Saved entries:
PR #2808, opened 2026-03-17
Fix bmm_fp8 cublasLt handle usage in autotuned cublas runner  #26381

baonudesifeizhai:
## 🔍 Related Issues
 https://github.com/vllm-project/vllm/issues/26381
Root cause:
torch.cuda.current_blas_handle() returns cublasHandle_t, but bmm_fp8 reinterpreted it as cublasLtHandle_t before calling cublasLt APIs. This can fail in autotune/profiling paths on Blackwell.

on vllm side 
before: https://paste.ubuntu.com/p/npS2tkZY2c/
after : https://paste.ubuntu.com/p/c6Ys69PqvR/

and :  
```
 CUDA_VISIBLE_DEVICES=4,5,6,7 \
VLLM_DISABLE_COMPILE_CACHE=1 \
TORCHINDUCTOR_FORCE_DISABLE_CACHES=1 \
python examples/basic/offline_inference/generate.py \
  --model redhatai/meta-Llama-3.1-8B-FP8 \
  --tensor-parallel-size 4 \
  --kv-cache-dtype fp8 \
  --trust-remote-code \
  --max-model-len 4096 \
  --max-tokens 32 \
  --temperature 0
```
:https://paste.ubuntu.com/p/rPYcXQSwPC/

image

## 🚀 Pull Request Checklist

### ✅ Pre-commit Checks

## 🧪 Tests

## Refactor

* Simplified FP8 batch matrix multiplication interfaces by removing the need to provide an external cuBLAS handle.
* Improved FP8 GEMM execution by automatically managing and reusing cuBLAS resources for each GPU device.
* Updated FP8 algorithm selection and execution workflows to use this internal resource management consistently.

### DIFF
--- a/csrc/bmm_fp8.cu
+++ b/csrc/bmm_fp8.cu
@@ -17,11 +17,43 @@
 #include <driver_types.h>
 
 #include <flashinfer/gemm/bmm_fp8.cuh>
+#include <unordered_map>
 
 #include "tvm_ffi_utils.h"
 
+namespace {
+
+struct ThreadLocalCublasLtHandles {
+  ~ThreadLocalCublasLtHandles() {
+    // Best-effort cleanup during thread teardown.
+    for (auto& [_, handle] : handles) {
+      if (handle != nullptr) {
+        (void)cublasLtDestroy(handle);
+      }
+    }
+  }
+
+  std::unordered_map<int, cublasLtHandle_t> handles;
+};
+
+cublasLtHandle_t get_cublaslt_handle(int device_id) {
+  static thread_local ThreadLocalCublasLtHandles cache;
+
+  if (auto it = cache.handles.find(device_id); it != cache.handles.end()) {
+    return it->second;
+  }
+
+  ffi::CUDADeviceGuard device_guard(device_id);
+  cublasLtHandle_t handle = nullptr;
+  FLASHINFER_CUBLAS_CHECK(cublasLtCreate(&handle));
+  cache.handles.emplace(device_id, handle);
+  return handle;
+}
+
+}  // namespace
+
 void bmm_fp8(TensorView A, TensorView B, TensorView D, TensorView A_scale, TensorView B_scale,
-             TensorView workspace_buffer, int64_t cublas_handle) {
+             TensorView workspace_buffer) {
   CHECK_CUDA(A);
   CHECK_CUDA(B);
   CHECK_CUDA(D);
@@ -44,9 +76,9 @@ void bmm_fp8(TensorView A, TensorView B, TensorView D, TensorView A_scale, Tenso
         auto k = A.size(2);
         auto n = B.size(2);
 
-        auto lt_handle = reinterpret_cast<cublasLtHandle_t>(cublas_handle);
         ffi::CUDADeviceGuard device_guard(A.device().device_id);
         auto stream = get_stream(A.device());
+        auto lt_handle = get_cublaslt_handle(A.device().device_id);
 
         auto status = flashinfer::bmm_fp8::bmm_fp8_internal_cublaslt(
             workspace_buffer.data_ptr(), workspace_buffer.numel(),
--- a/csrc/bmm_fp8.cu
+++ b/csrc/bmm_fp8.cu
@@ -17,11 +17,43 @@
 #include <driver_types.h>
 
 #include <flashinfer/gemm/bmm_fp8.cuh>
+#include <unordered_map>
 
 #include "tvm_ffi_utils.h"
 
+namespace {
+
+struct ThreadLocalCublasLtHandles {
+  ~ThreadLocalCublasLtHandles() {
+    // Best-effort cleanup during thread teardown.
+    for (auto& [_, handle] : handles) {
+      if (handle != nullptr) {
+        (void)cublasLtDestroy(handle);
+      }
+    }
+  }
+
+  std::unordered_map<int, cublasLtHandle_t> handles;
+};
+
+cublasLtHandle_t get_cublaslt_handle(int device_id) {
+  static thread_local ThreadLocalCublasLtHandles cache;
+
+  if (auto it = cache.handles.find(device_id); it != cache.handles.end()) {
+    return it->second;
+  }
+
+  ffi::CUDADeviceGuard device_guard(device_id);
+  cublasLtHandle_t handle = nullptr;
+  FLASHINFER_CUBLAS_CHECK(cublasLtCreate(&handle));
+  cache.handles.emplace(device_id, handle);
+  return handle;
+}
+
+}  // namespace
+
 void bmm_fp8(TensorView A, TensorView B, TensorView D, TensorView A_scale, TensorView B_scale,
-             TensorView workspace_buffer, int64_t cublas_handle) {
+             TensorView workspace_buffer) {
   CHECK_CUDA(A);
   CHECK_CUDA(B);
   CHECK_CUDA(D);
@@ -44,9 +76,9 @@ void bmm_fp8(TensorView A, TensorView B, TensorView D, TensorView A_scale, Tenso
         auto k = A.size(2);
         auto n = B.size(2);
 
-        auto lt_handle = reinterpret_cast<cublasLtHandle_t>(cublas_handle);
         ffi::CUDADeviceGuard device_guard(A.device().device_id);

Description of the task: Every entry above needs to be written out again exactly.

Solution to this problem:
PR #2808, opened 2026-03-17
Fix bmm_fp8 cublasLt handle usage in autotuned cublas runner  #26381

baonudesifeizhai:
## 🔍 Related Issues
 https://github.com/vllm-project/vllm/issues/26381
Root cause:
torch.cuda.current_blas_handle() returns cublasHandle_t, but bmm_fp8 reinterpreted it as cublasLtHandle_t before calling cublasLt APIs. This can fail in autotune/profiling paths on Blackwell.

on vllm side 
before: https://paste.ubuntu.com/p/npS2tkZY2c/
after : https://paste.ubuntu.com/p/c6Ys69PqvR/

and :  
```
 CUDA_VISIBLE_DEVICES=4,5,6,7 \
VLLM_DISABLE_COMPILE_CACHE=1 \
TORCHINDUCTOR_FORCE_DISABLE_CACHES=1 \
python examples/basic/offline_inference/generate.py \
  --model redhatai/meta-Llama-3.1-8B-FP8 \
  --tensor-parallel-size 4 \
  --kv-cache-dtype fp8 \
  --trust-remote-code \
  --max-model-len 4096 \
  --max-tokens 32 \
  --temperature 0
```
:https://paste.ubuntu.com/p/rPYcXQSwPC/

image

## 🚀 Pull Request Checklist

### ✅ Pre-commit Checks

## 🧪 Tests

## Refactor

* Simplified FP8 batch matrix multiplication interfaces by removing the need to provide an external cuBLAS handle.
* Improved FP8 GEMM execution by automatically managing and reusing cuBLAS resources for each GPU device.
* Updated FP8 algorithm selection and execution workflows to use this internal resource management consistently.

### DIFF
--- a/csrc/bmm_fp8.cu
+++ b/csrc/bmm_fp8.cu
@@ -17,11 +17,43 @@
 #include <driver_types.h>
 
 #include <flashinfer/gemm/bmm_fp8.cuh>
+#include <unordered_map>
 
 #include "tvm_ffi_utils.h"
 
+namespace {
+
+struct ThreadLocalCublasLtHandles {
+  ~ThreadLocalCublasLtHandles() {
+    // Best-effort cleanup during thread teardown.
+    for (auto& [_, handle] : handles) {
+      if (handle != nullptr) {
+        (void)cublasLtDestroy(handle);
+      }
+    }
+  }
+
+  std::unordered_map<int, cublasLtHandle_t> handles;
+};
+
+cublasLtHandle_t get_cublaslt_handle(int device_id) {
+  static thread_local ThreadLocalCublasLtHandles cache;
+
+  if (auto it = cache.handles.find(device_id); it != cache.handles.end()) {
+    return it->second;
+  }
+
+  ffi::CUDADeviceGuard device_guard(device_id);
+  cublasLtHandle_t handle = nullptr;
+  FLASHINFER_CUBLAS_CHECK(cublasLtCreate(&handle));
+  cache.handles.emplace(device_id, handle);
+  return handle;
+}
+
+}  // namespace
+
 void bmm_fp8(TensorView A, TensorView B, TensorView D, TensorView A_scale, TensorView B_scale,
-             TensorView workspace_buffer, int64_t cublas_handle) {
+             TensorView workspace_buffer) {
   CHECK_CUDA(A);
   CHECK_CUDA(B);
   CHECK_CUDA(D);
@@ -44,9 +76,9 @@ void bmm_fp8(TensorView A, TensorView B, TensorView D, TensorView A_scale, Tenso
         auto k = A.size(2);
         auto n = B.size(2);
 
-        auto lt_handle = reinterpret_cast<cublasLtHandle_t>(cublas_handle);
         ffi::CUDADeviceGuard device_guard(A.device().device_id);
         auto stream = get_stream(A.device());
+        auto lt_handle = get_cublaslt_handle(A.device().device_id);
 
         auto status = flashinfer::bmm_fp8::bmm_fp8_internal_cublaslt(
             workspace_buffer.data_ptr(), workspace_buffer.numel(),
--- a/csrc/bmm_fp8.cu
+++ b/csrc/bmm_fp8.cu
@@ -17,11 +17,43 @@
 #include <driver_types.h>
 
 #include <flashinfer/gemm/bmm_fp8.cuh>
+#include <unordered_map>
 
 #include "tvm_ffi_utils.h"
 
+namespace {
+
+struct ThreadLocalCublasLtHandles {
+  ~ThreadLocalCublasLtHandles() {
+    // Best-effort cleanup during thread teardown.
+    for (auto& [_, handle] : handles) {
+      if (handle != nullptr) {
+        (void)cublasLtDestroy(handle);
+      }
+    }
+  }
+
+  std::unordered_map<int, cublasLtHandle_t> handles;
+};
+
+cublasLtHandle_t get_cublaslt_handle(int device_id) {
+  static thread_local ThreadLocalCublasLtHandles cache;
+
+  if (auto it = cache.handles.find(device_id); it != cache.handles.end()) {
+    return it->second;
+  }
+
+  ffi::CUDADeviceGuard device_guard(device_id);
+  cublasLtHandle_t handle = nullptr;
+  FLASHINFER_CUBLAS_CHECK(cublasLtCreate(&handle));
+  cache.handles.emplace(device_id, handle);
+  return handle;
+}
+
+}  // namespace
+
 void bmm_fp8(TensorView A, TensorView B, TensorView D, TensorView A_scale, TensorView B_scale,
-             TensorView workspace_buffer, int64_t cublas_handle) {
+             TensorView workspace_buffer) {
   CHECK_CUDA(A);
   CHECK_CUDA(B);
   CHECK_CUDA(D);
@@ -44,9 +76,9 @@ void bmm_fp8(TensorView A, TensorView B, TensorView D, TensorView A_scale, Tenso
         auto k = A.size(2);
         auto n = B.size(2);
 
-        auto lt_handle = reinterpret_cast<cublasLtHandle_t>(cublas_handle);
         ffi::CUDADeviceGuard device_guard(A.device().device_id);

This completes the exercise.